PR #5720, opened 2022-03-11
Add dark mode to library

jonbell-lot23:
Here's a Loom:
https://www.loom.com/share/5139ff3b89ef4cd98aeb85f4dfd0e10c

Here's how it looks:
image


jasonLaster:
Don't have a better suggestion but I'm not a big fan of the background colors for the left sidebar and table. 

Can you walk through how you landed on these colors and what some other options might be?

jonbell-lot23:
I tried adding some contrast but here's a screenshot of how it would look if we stuck with our standard Replay dark theme colours:

image

jasonLaster:
That feels a bit better to me

jasonLaster (approved):

PR #5727, opened 2022-03-11
Continue to here

jaril:
This adds a shortcut for getting a "Continue to here" button:
- We currently show a `+` when hovering over a line in the editor
- Holding down **Cmd/Ctrl** will swap the `+` for a "Fast-forward to this line" button
- Holding down **Cmd+Shift/Ctrl+Shift** will swap the `+` for a "Rewind to line" button
- Buttons are grayed out if:
  1. The hits for that line are still being loaded
  2. The action is not-applicable, i.e. user cannot fast forward to a line if there are no future hits from the current pause point.

Follow up items:
- Clicking on the button does not block CodeMirror click events. This leads to weird behavior like multiple cursors (Cmd+Click), or highlighting ranges (Cmd+Shift+Click). Not sure what to do here but didn't want it to block this shipping. Either there's some way to have a click on the button to not trigger CodeMirror click events, or we refactor the button so that it's rendered as an overlay that's not a child of the CodeMirror element.

https://user-images.githubusercontent.com/15959269/157912886-b22248cc-8605-43a4-9b39-7d270f31b534.mov

### DIFF
--- a/src/devtools/client/debugger/src/components/Editor/index.js
+++ b/src/devtools/client/debugger/src/components/Editor/index.js
@@ -32,7 +32,7 @@ import HighlightLine from "./HighlightLine";
 import HighlightLines from "./HighlightLines";
 import EditorLoadingBar from "./EditorLoadingBar";
 import { EditorNag } from "ui/components/shared/Nags/Nags";
-import WelcomeBox from "../WelcomeBox";
+import { KeyModifiersContext } from "ui/components/KeyModifiers";
 
 import {
   showSourceText,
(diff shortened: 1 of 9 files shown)


src/devtools/client/debugger/src/components/Editor/index.js
```diff
@@ -437,7 +437,11 @@ class Editor extends PureComponent {
         <EmptyLines editor={editor} />
         <Breakpoints editor={editor} cx={cx} />
         <Preview editor={editor} editorRef={this.$editorWrapper} />
-        <LineNumberTooltip editor={editor} />
+        {
+          <KeyModifiersContext.Consumer>
+            {keyModifiers => <LineNumberTooltip editor={editor} keyModifiers={keyModifiers} />}
+          </KeyModifiersContext.Consumer>
```
jasonLaster, line 443: Nice!

PR #5730, opened 2022-03-11
Use launch darkly for maintenance mode

jazzdan:


ryanjduffy (approved):

src/ui/utils/launchdarkly.ts
```diff
@@ -1,28 +1,41 @@
...
-  if (!ready) {
-    return defaultValue;
+function useLaunchDarkly() {
+  const [ready, setReady] = useState(false);
+
+  useEffect(() => {
+    readyPromise.then(r => setReady(r));
+  }, [setReady]);
+
+  function getFeatureFlag(name: string, defaultValue: any) {
```
abstractalgo, line 30: `name: string` can be narrowed to a more precise union of string literals.

It could also be combined with a predefined set of default values.

```ts
const DEFAULT_VALUES = {
  "maintenance-mode": false
} as const;

function getFeatureFlag<F extends keyof DEFAULT_VALUES>(flagName: F) {
   if (!ready) {
     return DEFAULT_VALUES[flagName]
   }
   return client.variation(name, DEFAULT_VALUES[flagName])
}
```

abstractalgo (approved):

PR #5772, opened 2022-03-14
Migrate Console app to TS

abstractalgo:
Gotta love those `@ts-ignore`s 😓


src/devtools/client/webconsole/components/App.tsx
```diff
@@ -0,0 +1,72 @@
...
+import { FilterDrawer } from "./FilterDrawer";
+import Warning from "ui/components/shared/Warning";
+import { FC, MouseEventHandler, useEffect } from "react";
+import { useSelector } from "react-redux";
+import JSTerm from "devtools/client/webconsole/components/Input/JSTerm";
+
+/**
+ * Console root Application component.
+ */
+const App: FC = () => {
```
markerikson, line 16: :hand: Nit: the React+TS community recommends _against_ using `React.FC`:

- https://github.com/facebook/create-react-app/pull/8177
- https://fettblog.eu/typescript-react-why-i-dont-use-react-fc/

Instead the recommendation is to explicitly type `props` if it exists.

It especially doesn't add any help here, because this is a function component with no children.

You should be able to just drop the `: FC` here

src/devtools/client/webconsole/components/App.tsx
```diff
@@ -0,0 +1,72 @@
...
+  // @ts-ignore
```
markerikson, line 17: :question: What TS errors are you getting here?  Is it just that TS doesn't know what type `state` is?

markerikson (approved):
It'll run, so feel free to merge if you want.

That said, it _should_ be fairly straightforward to pull in the right type for `state` here.  I see that we've got a `UIState` type in use in other files, but from context this seems like it might be a different Redux store instance/state structure entirely, in which case I don't know if there's a type for its state yet.

src/devtools/client/webconsole/components/App.tsx
abstractalgo: Yeah, this state is still in JS files. Didn't want to bloat this PR with extra changes since this is already coming from another PR as a partial update that can be quickly merged.

PR #5776, opened 2022-03-14
Move selected network request ID to redux

jaril:


src/ui/components/NetworkMonitor/index.tsx
```diff
@@ -111,23 +112,23 @@ export const NetworkMonitor = ({
...
-                selectedRequest={selectedRequest}
+                selectedRequest={data.find(request => request.id === selectedRequestId)}
               />
             }
             endPanel={
-              selectedRequest ? (
+              selectedRequestId ? (
                 loadedRegions &&
-                getPointIsInLoadedRegion(loadedRegions, selectedRequest.point.point) ? (
+                getPointIsInLoadedRegion(loadedRegions, data.find(request => request.id === selectedRequestId)!.point.point) ? (
```
markerikson, line 124: :question: Looks like we've got `data.find()` multiple times.  Can we do that once earlier in the rendering logic and find the current request ahead of time?

src/ui/components/NetworkMonitor/index.tsx
```diff
@@ -1,51 +1,52 @@
...
   loading,
-  loadedRegions,
   requestBodies,
   requests,
   responseBodies,
   seek,
   selectFrame,
 }: PropsFromRedux) => {
-  const [selectedRequest, setSelectedRequest] = useState<RequestSummary>();
+  const selectedRequestId = useSelector(getSelectedRequestId);
```
jcmorrow, line 43: When this was state that was local to this component, it made sense to pass it through to its child `RequestDetails`. Now that this is coming from the global store, I think it would be better to fetch it separately from each component, so that they can be more self-contained (e.g. in the future, you could render a `RequestDetails` somewhere else and you as the renderer would not need to go asking the global store for the request ID to do that). It means duplicating this line across the two components, but I think it's closer to the `many small connected components` idea which is the modern norm (calling on @markerikson to correct me if I'm wrong on that one 😉 )

src/ui/components/NetworkMonitor/RequestDetails.tsx
```diff
@@ -289,13 +296,18 @@ const RequestDetails = ({
...
   const activeTabs = tabs.filter(t => t.visible);
+  const closePanel = () => dispatch(hideRequestDetails());
 
   useEffect(() => {
     if (!activeTabs.find(t => t.id === activeTab)) {
       setActiveTab(DEFAULT_TAB);
     }
   }, [activeTab, activeTabs]);
 
+  if (!(loadedRegions && request && getPointIsInLoadedRegion(loadedRegions, request.point.point))) {
```
jcmorrow, line 307: I don't have a concrete suggestion here, but I think we should keep an eye on how many places stuff like this (check if we have changed our trim region) creeps in. I suspect there might be a more centralized way of doing these things to avoid future shotgun surgery.

jcmorrow (approved):
Couple of nits, but looks good 👍  I'm always a little sad to have to lift local state into the global store, but I think it's the right thing to do here.

src/ui/components/NetworkMonitor/index.tsx
markerikson: Hmm. We definitely encourage more components reading their own data from the store as a general principle.  In this case, though, I'm not sure we _want_ to do that.

Reading data from the store forces a component to re-render when that data changes. I'm not sure of the component hierarchy in this area of the UI, but it sounds list-y.

Ideally, if I have list item 4 selected, then click on list item 7, _only_ a max of three components render: item 4, item 7, and likely their parent list.

If the list item component reads a "current selected ID" value, now _every_ list item will re-render whenever that changes.  

But, if we read that "current selected ID" value in the list _parent_, the same thing happens because React re-renders recursively by default.

So, _if_ we want to optimize re-rendering, the best approach here would be:

- Parent reads "current selected item ID" and a list of all item IDs from the store
- Parent renders all list item children and passes in `selected` and `itemId` as props
- Child list item components are wrapped in `React.memo()` to avoid re-renders if props haven't changed
- Child list items read their own data from the store by ID

That way:

- List parent re-renders because it got the new `selectedItemId`
- List item 4 re-renders because it sees `selected` change, as does list item 7
- All other components get the same props and don't re-render

That's the hypothetical ideal. I don't know this area of the code yet, so I don't know whether it's _necessary_ here, or if we're even trying to optimize rendering perf around this part of the UI atm.

jcmorrow: https://www.loom.com/share/a1e09049f49742f39879e22322d18f05

src/ui/components/NetworkMonitor/index.tsx
```diff
@@ -111,28 +112,18 @@ export const NetworkMonitor = ({
...
-                    frames={frames[selectedRequest?.point.point]}
-                    selectFrame={selectFrame}
-                  />
-                ) : (
-                  <RequestDetailsUnavailable closePanel={closePanel} />
-                )
+              selectedRequestId ? (
+                <RequestDetails
+                  cx={cx}
+                  request={data.find(request => request.id === selectedRequestId)!}
```
jcmorrow, line 125: What do you think about making these things selectors as well rather than passing them in? If it's difficult don't worry about it, but it seems like since RequestDetails gets 90% of its data straight from the store it's weird to have it rely on a couple of things that come from the store through its parent 🤷

jcmorrow (approved):
One suggestion, but only do it if it makes sense to you and doesn't feel like a big lift. 🏋️

PR #5782, opened 2022-03-14
Set up Redux DevTools Extension and migrate quick-open code to TS

markerikson:
This PR:

- Adds Redux Toolkit as a dependency (yay!)
- Configures the Redux store to enable use of the Redux DevTools Extension in dev mode only:
  - Adds the DevTools extension enhancer
  - Configures the enhancer to "sanitize" large portions of the state (such as source file contents) to improve perf in both the extension and the UI, by making copies of the state and replacing those large values with an `"<OMITTED>"` string

- Converts the `quick-open` reducer and actions files to TS
- Replaces the existing quick open reducer + action creators with RTK's `createSlice`
- Adds TS types for `state.quickOpen` and the associated actions, and adds them to `UIState` and `UIActions`

Will clean up code in a follow-up commit tomorrow


src/ui/setup/store.ts
```diff
@@ -29,12 +37,67 @@ export function bootstrapStore(initialState: { app: AppState; layout: LayoutStat
...
+      };
+
+      // Use Immer to simplify nested immutable updates when making a copy of the state
+      return customImmer.produce(state, (draft: any) => {
+        if (draft.app) {
+          // TODO This is a DOM node in the Redux state and shouldn't even be here anyway
+          draft.app.videoNode = OMITTED;
+        }
+
+        sanitizeContents(draft.sources?.focusedItem.contents);
```
markerikson, line 86: :hand: Missed a `?.` here

src/ui/setup/store.ts
```diff
@@ -1,4 +1,6 @@
-import { combineReducers, applyMiddleware, Store } from "redux";
+import { combineReducers, applyMiddleware, Store, compose } from "redux";
+import { devToolsEnhancer, EnhancerOptions } from "@redux-devtools/extension";
+import { Immer } from "immer";
```
abstractalgo, line 3: Do we want to make `immer` an explicit dependency? Or is there a reason not to do that?

abstractalgo (approved):
lgtm 👍

src/ui/setup/store.ts
markerikson: We could. It comes with RTK, so we know the dep exists. The main question is whether it ought to be listed as a separate dep given that we import from it specifically.

I can go ahead and add it for completeness sake.

markerikson: Sure, and the other reason to do it is that skipping the explicit dep listing relies on `npm` to hoist transitive deps. In practice that _should_ work, but doesn't hurt to be safe here.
_ _ _
**WHAT THE TASK ASKS**: Reprint exactly, and only, the lines running from the one containing "I can go ahead" through the last line of the listing above.

**RESULT**:
I can go ahead and add it for completeness sake.

markerikson: Sure, and the other reason to do it is that skipping the explicit dep listing relies on `npm` to hoist transitive deps. In practice that _should_ work, but doesn't hurt to be safe here.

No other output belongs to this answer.